Acórdão do Supremo Tribunal de Justiça
Processo:
1440/17.1T8VFR.P1.S1
Nº Convencional: 6.ª SECÇÃO
Relator: JOSÉ RAINHO
Descritores: PARTILHA DA HERANÇA
TORNAS
SUB-ROGAÇÃO
HERDEIRO
NULIDADE DE ACÓRDÃO
EXCESSO DE PRONÚNCIA
OMISSÃO DE PRONÚNCIA
QUALIFICAÇÃO JURÍDICA
Data do Acordão: 01/26/2021
Votação: UNANIMIDADE
Texto Integral: S
Privacidade: 1
Meio Processual: REVISTA
Decisão: NEGADA A REVISTA.
Indicações Eventuais: TRANSITADO EM JULGADO
Sumário :
I - O herdeiro que cumpre a obrigação de tornas de um outro herdeiro, por haver acordo e interesse de todos os herdeiros em que a partilha se fizesse em certos termos, fica sub-rogado nos direitos do credor das tornas.
II - Em face de tal sub-rogação, a posterior partilha de determinada quantia em dinheiro que entregou ao herdeiro sub-rogado de tornas o montante da quantia que seria inicialmente devido aos herdeiros credores de tornas, dessa forma satisfazendo o crédito de tornas, não consubstanciou preterição de herdeiro.
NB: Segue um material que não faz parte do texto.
Issue #21267, opened 2026-03-20
I would like to be able to sync my sql runner charts to Google Sheets


almeidabbm:
### Description

Google sheets sync is already available for explorer charts but it's a lacking feature on sql runner charts.

### What problem does this solve?

Users would like to be able to sync their SQL Runner charts/results to google sheets.

PR #21269, opened 2026-03-20
feat: add Google Sheets sync backend for SQL runner charts

almeidabbm:
Relates to: https://github.com/lightdash/lightdash/issues/21267

## Summary

Wires SQL runner saved charts into the existing scheduler infrastructure so they can be synced to Google Sheets on a recurring schedule.

- Adds `SqlChartScheduler` type to the `Scheduler` union and `savedSqlUuid`/`savedSqlName` fields to `SchedulerBase`
- Updates `SchedulerModel` to query, create, and join SQL chart schedulers
- Extends the `uploadGsheets` scheduler task with a new branch that loads the saved SQL chart, executes the query against the warehouse, and writes raw results to Google Sheets via `appendCsvToSheet`
- Adds `GET/POST /sqlRunner/saved/{uuid}/schedulers` endpoints to the SQL runner controller
- Updates `SchedulerService.getSchedulerResource` to resolve SQL chart project context

The existing scheduler infrastructure (cron, retries, error handling, auto-disable) is fully reused. SQL runner results are written as raw values since they don't go through Lightdash's formatting layer.

### DIFF
--- a/packages/backend/src/controllers/sqlRunnerController.ts
+++ b/packages/backend/src/controllers/sqlRunnerController.ts
@@ -669,7 +669,7 @@ export class SqlRunnerController extends BaseController {
             status: 'ok',
             results: await this.services
                 .getSavedSqlService()
-                .getSchedulers(req.user!, savedSqlUuid),
+                .getSchedulers(req.user!, projectUuid, savedSqlUuid),
         };
     }
 
@@ -696,7 +696,7 @@ export class SqlRunnerController extends BaseController {
             status: 'ok',
             results: await this.services
                 .getSavedSqlService()
-                .createScheduler(req.user!, savedSqlUuid, body),
+                .createScheduler(req.user!, projectUuid, savedSqlUuid, body),
         };
     }
 }
--- a/packages/backend/src/generated/swagger.json
+++ b/packages/backend/src/generated/swagger.json
@@ -28605,7 +28605,7 @@
     },
     "info": {
         "title": "Lightdash API",
-        "version": "0.2648.5",
+        "version": "0.2649.0",
         "description": "Open API documentation for all public Lightdash API endpoints. # Authentication Before you get started, you might need to create a Personal Access Token to authenticate via the API. You can create a token by following this guide: https://docs.lightdash.com/references/personal_tokens\n",
         "license": {
             "name": "MIT"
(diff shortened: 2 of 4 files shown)


packages/backend/src/scheduler/SchedulerTask.ts
```diff
@@ -2990,7 +3051,7 @@ export default class SchedulerTask {
                     groupId: notification.jobGroup,
                     type: 'gsheets',
                     format,
-                    resourceType: savedChartUuid ? 'chart' : 'dashboard',
+                    resourceType: dashboardUuid ? 'dashboard' : 'chart',
```
magnew: We don't want to distinguish between charts and sql charts here? That's probably fine. We could probably use this if we wanted to know the difference `getSchedulerResourceTypeAndId`

packages/backend/src/services/AsyncQueryService/AsyncQueryService.ts
```diff
@@ -4854,6 +4854,51 @@ export class AsyncQueryService extends ProjectService {
...
+        }
+
+        const resultsStream = await this.getResultsStorageClientForContext(
+            queryHistory.context,
+        ).getDownloadStream(queryHistory.resultsFileName);
+
+        const rows: Record<string, unknown>[] = [];
+        await streamJsonlData<void>({
+            readStream: resultsStream,
+            onRow: (rawRow) => {
```
magnew, line 4918: This is loading everything into memory, right? I guess we have to in this case since we don't control the gsheets client -- did we fix it so that there is always a row-limit in SQL? 😅

packages/backend/src/scheduler/SchedulerTask.ts
almeidabbm: Fixed in the latest commits using `getSchedulerResourceTypeAndId`

packages/backend/src/services/AsyncQueryService/AsyncQueryService.ts
almeidabbm: This is true, seems like all chart syncs do the same exact thing 🤔 could possibly be a bigger refactor?

- `executeSavedChartQueryAndGetResults`
- `executeMetricQueryAndGetResults`
- `executeDashboardChartQueryAndGetResults`
and now
- `executeSqlChartQueryAndGetResults`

III - Se o acórdão da Relação nada aportou adicionalmente em matéria de facto ou de direito, limitando-se a trabalhar sobre os factos provados e a aplicar o direito tido por devido, não pode dizer-se que incorreu em nulidade por excesso de pronúncia.
IV - Pese embora a petição inicial ter sido estruturada juridicamente em termos que nada têm a ver com a figura da sub-rogação, mas se o sentido objetivo da contestação, a que respondeu a autora como entendeu, comportava juridicamente a figura da sub-rogação, não incorre em nulidade, por omissão do contraditório, o acórdão que decide com reporte a essa figura.
Decisão Texto Integral:


Processo n.º 1440/17.1T8VFR.P1.S1
Revista
Tribunal recorrido: Tribunal da Relação ……..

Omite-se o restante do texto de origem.